:: Problem requirements ::
Every line holding the string "import" should be copied from the listing.

━━━━━━━━━━

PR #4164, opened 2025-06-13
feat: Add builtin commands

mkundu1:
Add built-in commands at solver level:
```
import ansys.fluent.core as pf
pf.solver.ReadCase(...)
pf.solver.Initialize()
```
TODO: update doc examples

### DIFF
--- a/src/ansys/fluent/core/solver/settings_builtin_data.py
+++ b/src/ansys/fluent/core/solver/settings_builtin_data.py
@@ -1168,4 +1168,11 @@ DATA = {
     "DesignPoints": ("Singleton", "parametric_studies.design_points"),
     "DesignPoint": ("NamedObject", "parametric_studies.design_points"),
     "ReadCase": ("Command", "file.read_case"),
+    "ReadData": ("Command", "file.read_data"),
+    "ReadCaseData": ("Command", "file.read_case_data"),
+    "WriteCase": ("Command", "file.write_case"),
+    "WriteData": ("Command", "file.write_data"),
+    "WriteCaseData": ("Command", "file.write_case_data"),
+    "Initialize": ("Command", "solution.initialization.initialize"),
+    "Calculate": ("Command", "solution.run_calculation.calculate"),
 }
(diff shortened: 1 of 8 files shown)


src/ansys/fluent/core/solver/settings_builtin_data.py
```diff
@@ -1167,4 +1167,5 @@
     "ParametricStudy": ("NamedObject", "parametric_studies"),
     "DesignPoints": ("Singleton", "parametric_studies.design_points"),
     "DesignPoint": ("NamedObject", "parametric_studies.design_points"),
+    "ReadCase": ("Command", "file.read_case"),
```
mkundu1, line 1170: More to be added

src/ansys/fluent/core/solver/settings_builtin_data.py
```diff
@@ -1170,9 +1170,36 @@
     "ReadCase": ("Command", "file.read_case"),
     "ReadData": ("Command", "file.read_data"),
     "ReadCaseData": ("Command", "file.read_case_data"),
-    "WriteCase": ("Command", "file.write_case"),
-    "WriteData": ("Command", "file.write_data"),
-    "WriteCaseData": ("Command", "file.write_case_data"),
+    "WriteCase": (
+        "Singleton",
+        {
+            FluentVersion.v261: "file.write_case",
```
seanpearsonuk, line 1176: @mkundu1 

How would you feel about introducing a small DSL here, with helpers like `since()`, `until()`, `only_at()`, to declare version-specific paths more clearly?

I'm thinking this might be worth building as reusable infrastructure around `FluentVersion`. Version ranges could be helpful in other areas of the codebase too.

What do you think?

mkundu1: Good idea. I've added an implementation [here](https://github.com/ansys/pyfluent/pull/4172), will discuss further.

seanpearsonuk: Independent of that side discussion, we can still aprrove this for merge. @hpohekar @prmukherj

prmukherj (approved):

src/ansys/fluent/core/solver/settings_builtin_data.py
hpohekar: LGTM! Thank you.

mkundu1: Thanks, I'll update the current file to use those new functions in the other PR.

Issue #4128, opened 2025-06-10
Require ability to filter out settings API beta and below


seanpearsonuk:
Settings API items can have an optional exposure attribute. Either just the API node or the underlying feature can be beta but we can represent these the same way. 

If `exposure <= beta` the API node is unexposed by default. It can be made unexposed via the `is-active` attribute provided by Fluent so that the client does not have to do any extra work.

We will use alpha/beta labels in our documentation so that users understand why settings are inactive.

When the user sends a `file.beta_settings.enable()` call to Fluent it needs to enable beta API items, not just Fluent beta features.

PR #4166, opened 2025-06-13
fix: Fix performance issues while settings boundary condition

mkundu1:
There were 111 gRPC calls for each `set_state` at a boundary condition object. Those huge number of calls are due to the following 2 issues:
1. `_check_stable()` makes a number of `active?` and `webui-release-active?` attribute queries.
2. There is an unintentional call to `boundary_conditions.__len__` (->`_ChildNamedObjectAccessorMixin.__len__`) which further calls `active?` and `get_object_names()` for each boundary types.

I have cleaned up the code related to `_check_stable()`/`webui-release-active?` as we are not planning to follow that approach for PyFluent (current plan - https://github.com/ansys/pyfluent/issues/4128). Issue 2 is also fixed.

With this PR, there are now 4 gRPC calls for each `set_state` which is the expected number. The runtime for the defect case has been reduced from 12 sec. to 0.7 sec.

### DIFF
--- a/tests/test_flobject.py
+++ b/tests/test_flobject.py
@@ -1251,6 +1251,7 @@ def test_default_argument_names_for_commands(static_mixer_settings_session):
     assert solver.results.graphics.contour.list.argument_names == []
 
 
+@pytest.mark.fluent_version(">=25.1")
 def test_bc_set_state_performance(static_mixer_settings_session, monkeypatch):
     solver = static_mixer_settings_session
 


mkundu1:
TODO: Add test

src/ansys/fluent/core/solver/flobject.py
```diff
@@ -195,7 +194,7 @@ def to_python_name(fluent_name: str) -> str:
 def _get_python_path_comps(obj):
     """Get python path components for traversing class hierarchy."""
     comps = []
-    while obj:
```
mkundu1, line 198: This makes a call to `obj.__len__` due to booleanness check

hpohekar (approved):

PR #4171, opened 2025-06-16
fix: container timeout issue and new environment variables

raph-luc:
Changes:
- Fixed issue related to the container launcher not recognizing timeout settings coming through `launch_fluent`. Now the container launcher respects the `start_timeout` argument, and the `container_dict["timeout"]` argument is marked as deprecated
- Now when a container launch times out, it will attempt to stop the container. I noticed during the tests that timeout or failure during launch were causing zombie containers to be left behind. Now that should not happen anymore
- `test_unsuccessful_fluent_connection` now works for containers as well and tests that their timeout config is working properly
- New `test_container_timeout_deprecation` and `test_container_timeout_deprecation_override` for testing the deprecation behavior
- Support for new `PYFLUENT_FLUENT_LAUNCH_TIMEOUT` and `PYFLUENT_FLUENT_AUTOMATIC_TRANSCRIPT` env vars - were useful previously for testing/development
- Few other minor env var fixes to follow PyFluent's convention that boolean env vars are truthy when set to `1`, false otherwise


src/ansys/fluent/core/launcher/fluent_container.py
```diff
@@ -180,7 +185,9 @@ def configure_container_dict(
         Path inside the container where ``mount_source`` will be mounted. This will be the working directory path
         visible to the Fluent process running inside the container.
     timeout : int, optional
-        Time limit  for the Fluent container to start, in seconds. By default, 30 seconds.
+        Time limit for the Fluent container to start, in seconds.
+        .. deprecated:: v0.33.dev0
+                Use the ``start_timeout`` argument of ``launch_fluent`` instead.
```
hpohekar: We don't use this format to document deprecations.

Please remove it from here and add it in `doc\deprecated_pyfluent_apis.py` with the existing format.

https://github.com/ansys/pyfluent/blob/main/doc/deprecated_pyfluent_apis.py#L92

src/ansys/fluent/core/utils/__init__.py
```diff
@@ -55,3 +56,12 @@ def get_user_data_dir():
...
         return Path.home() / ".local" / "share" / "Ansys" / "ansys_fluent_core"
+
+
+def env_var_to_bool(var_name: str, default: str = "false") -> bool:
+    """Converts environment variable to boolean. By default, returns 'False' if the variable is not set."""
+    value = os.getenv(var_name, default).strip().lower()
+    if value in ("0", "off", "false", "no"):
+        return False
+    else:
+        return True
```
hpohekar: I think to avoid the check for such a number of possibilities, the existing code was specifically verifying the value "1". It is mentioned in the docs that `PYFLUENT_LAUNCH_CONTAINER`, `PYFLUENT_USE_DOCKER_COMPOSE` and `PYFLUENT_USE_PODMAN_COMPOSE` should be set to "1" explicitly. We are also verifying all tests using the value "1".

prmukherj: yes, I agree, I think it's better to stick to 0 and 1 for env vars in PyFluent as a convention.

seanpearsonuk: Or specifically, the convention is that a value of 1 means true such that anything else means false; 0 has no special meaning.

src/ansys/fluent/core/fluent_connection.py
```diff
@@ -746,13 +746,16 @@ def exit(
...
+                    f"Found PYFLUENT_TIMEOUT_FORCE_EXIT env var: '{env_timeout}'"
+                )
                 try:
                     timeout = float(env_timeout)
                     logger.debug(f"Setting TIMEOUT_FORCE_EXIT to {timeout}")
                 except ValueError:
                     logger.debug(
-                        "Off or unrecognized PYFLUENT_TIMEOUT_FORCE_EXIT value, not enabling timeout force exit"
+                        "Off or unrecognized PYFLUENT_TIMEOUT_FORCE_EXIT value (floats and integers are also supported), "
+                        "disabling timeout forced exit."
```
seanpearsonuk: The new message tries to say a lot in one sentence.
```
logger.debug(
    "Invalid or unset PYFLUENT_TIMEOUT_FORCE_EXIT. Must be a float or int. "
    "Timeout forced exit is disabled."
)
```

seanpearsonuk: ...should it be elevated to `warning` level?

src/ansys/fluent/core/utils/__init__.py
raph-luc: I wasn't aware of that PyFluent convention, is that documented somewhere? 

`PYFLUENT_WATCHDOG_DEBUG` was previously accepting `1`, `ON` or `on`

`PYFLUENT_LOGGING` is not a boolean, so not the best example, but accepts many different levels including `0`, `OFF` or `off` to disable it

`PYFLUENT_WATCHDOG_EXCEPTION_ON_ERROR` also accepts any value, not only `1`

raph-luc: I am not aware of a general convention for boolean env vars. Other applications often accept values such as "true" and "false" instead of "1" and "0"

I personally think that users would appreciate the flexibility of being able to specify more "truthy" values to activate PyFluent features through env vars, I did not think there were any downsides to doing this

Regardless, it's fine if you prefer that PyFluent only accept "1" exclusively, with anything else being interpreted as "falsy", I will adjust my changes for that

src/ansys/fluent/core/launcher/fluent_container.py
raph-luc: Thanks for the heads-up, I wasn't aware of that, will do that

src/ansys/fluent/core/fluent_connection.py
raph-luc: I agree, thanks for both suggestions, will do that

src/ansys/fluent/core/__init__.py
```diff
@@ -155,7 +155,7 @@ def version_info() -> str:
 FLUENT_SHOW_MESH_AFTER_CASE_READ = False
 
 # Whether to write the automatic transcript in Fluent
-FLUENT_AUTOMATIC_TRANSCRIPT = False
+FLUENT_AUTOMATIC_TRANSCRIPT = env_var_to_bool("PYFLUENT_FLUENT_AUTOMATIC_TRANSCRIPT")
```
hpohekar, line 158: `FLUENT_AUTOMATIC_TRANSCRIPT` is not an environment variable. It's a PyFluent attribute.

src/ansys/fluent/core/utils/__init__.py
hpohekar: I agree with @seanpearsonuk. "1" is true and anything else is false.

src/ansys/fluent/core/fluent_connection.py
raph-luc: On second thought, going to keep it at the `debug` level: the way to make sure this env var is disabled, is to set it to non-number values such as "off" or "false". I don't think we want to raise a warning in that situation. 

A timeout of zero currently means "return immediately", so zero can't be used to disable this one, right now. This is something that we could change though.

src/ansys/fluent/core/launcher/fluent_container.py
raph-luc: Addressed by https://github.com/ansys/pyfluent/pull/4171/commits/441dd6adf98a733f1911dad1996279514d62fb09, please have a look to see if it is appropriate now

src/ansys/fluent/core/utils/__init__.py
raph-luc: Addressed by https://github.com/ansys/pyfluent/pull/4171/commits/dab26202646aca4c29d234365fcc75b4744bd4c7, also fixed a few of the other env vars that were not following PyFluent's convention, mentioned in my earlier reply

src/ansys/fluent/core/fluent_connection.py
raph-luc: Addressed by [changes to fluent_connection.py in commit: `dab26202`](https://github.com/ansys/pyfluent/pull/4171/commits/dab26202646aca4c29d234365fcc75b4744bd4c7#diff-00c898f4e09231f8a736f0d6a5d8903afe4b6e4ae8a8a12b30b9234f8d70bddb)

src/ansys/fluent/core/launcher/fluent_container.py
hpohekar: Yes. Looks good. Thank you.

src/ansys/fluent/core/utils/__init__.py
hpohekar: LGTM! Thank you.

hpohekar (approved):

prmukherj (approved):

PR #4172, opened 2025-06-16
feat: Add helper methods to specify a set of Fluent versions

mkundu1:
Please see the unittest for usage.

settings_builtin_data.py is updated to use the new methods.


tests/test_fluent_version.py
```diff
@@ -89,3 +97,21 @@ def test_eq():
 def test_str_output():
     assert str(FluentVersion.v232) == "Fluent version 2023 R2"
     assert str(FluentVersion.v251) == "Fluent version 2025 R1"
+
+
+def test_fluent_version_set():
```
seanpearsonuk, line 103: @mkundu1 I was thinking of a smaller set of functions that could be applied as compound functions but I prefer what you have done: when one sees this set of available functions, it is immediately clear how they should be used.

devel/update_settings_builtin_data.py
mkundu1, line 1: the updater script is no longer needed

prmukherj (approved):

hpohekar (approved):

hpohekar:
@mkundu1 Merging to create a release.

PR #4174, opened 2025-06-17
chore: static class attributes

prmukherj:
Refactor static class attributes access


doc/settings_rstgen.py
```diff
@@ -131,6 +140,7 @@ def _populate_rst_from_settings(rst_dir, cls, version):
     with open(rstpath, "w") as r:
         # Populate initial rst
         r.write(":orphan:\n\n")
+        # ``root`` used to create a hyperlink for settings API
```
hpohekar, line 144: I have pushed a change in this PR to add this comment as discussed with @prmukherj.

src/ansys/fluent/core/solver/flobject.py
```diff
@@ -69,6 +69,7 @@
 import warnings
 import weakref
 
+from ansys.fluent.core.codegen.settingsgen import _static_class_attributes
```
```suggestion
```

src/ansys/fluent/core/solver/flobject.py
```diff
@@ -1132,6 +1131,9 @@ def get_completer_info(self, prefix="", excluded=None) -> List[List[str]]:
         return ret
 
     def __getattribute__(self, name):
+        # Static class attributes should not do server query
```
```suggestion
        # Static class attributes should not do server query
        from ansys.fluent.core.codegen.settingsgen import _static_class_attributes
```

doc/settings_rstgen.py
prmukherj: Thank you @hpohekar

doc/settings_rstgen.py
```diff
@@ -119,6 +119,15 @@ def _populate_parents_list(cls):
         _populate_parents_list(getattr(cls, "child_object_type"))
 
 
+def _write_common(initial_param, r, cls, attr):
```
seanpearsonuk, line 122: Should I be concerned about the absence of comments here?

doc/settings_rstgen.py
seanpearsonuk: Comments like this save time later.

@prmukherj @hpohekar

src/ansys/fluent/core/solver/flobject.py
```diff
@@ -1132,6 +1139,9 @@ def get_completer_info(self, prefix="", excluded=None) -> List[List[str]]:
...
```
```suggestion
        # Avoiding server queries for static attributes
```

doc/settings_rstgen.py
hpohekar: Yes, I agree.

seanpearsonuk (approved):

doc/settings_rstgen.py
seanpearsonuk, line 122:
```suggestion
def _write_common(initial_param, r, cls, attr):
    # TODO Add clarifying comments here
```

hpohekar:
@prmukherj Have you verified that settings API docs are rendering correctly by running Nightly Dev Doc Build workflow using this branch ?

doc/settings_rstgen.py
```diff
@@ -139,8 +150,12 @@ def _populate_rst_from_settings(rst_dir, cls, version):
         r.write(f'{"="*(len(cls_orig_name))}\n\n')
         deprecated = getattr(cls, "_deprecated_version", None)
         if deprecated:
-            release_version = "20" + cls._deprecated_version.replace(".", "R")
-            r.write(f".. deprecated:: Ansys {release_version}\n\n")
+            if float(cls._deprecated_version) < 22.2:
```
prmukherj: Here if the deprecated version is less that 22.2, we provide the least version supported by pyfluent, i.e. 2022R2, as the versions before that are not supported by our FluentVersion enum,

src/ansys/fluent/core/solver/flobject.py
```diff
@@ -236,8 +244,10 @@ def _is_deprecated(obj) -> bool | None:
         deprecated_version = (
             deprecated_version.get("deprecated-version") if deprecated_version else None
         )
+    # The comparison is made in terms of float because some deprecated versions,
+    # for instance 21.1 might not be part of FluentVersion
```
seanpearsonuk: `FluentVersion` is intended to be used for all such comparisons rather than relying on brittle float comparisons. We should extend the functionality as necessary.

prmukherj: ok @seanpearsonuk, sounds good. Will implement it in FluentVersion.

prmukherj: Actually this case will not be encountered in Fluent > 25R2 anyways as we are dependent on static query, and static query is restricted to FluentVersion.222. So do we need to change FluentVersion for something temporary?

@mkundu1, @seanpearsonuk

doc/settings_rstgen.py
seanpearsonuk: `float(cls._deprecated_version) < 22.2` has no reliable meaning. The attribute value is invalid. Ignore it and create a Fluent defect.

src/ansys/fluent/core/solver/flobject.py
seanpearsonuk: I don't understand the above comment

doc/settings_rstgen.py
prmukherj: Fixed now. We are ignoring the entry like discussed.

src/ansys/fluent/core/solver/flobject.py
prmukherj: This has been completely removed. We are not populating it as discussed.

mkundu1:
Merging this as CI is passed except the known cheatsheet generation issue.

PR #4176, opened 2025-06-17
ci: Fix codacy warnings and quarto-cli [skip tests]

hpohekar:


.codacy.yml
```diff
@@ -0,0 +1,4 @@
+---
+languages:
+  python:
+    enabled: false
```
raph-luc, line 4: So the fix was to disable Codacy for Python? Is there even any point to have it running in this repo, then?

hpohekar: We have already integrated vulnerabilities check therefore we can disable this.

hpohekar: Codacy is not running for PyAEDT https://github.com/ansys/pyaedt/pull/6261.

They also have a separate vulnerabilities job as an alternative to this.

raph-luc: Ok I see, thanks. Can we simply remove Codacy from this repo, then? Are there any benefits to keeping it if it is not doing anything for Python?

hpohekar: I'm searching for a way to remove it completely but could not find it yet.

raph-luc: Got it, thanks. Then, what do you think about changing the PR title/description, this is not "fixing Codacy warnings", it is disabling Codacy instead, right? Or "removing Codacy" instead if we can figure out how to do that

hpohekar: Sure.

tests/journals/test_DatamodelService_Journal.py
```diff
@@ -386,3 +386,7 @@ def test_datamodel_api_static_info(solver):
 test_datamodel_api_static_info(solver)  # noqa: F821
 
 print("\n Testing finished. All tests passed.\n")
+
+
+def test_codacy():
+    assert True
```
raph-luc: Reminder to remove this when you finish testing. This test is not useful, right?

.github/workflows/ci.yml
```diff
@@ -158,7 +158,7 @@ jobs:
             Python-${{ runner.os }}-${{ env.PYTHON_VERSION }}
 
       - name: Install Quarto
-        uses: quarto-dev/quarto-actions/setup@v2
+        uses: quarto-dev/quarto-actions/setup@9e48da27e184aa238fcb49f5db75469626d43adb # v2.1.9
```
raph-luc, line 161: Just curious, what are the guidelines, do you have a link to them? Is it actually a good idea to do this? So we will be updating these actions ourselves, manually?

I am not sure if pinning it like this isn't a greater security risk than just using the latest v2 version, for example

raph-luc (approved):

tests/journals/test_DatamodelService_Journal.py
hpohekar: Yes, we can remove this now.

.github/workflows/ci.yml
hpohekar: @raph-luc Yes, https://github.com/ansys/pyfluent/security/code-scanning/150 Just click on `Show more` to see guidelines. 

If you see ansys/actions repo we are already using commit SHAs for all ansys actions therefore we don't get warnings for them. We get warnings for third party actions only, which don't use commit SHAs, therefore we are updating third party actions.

━━━━━━━━━━

:: Output of the exercise ::
import ansys.fluent.core as pf
 import warnings
 import weakref
+from ansys.fluent.core.codegen.settingsgen import _static_class_attributes
        from ansys.fluent.core.codegen.settingsgen import _static_class_attributes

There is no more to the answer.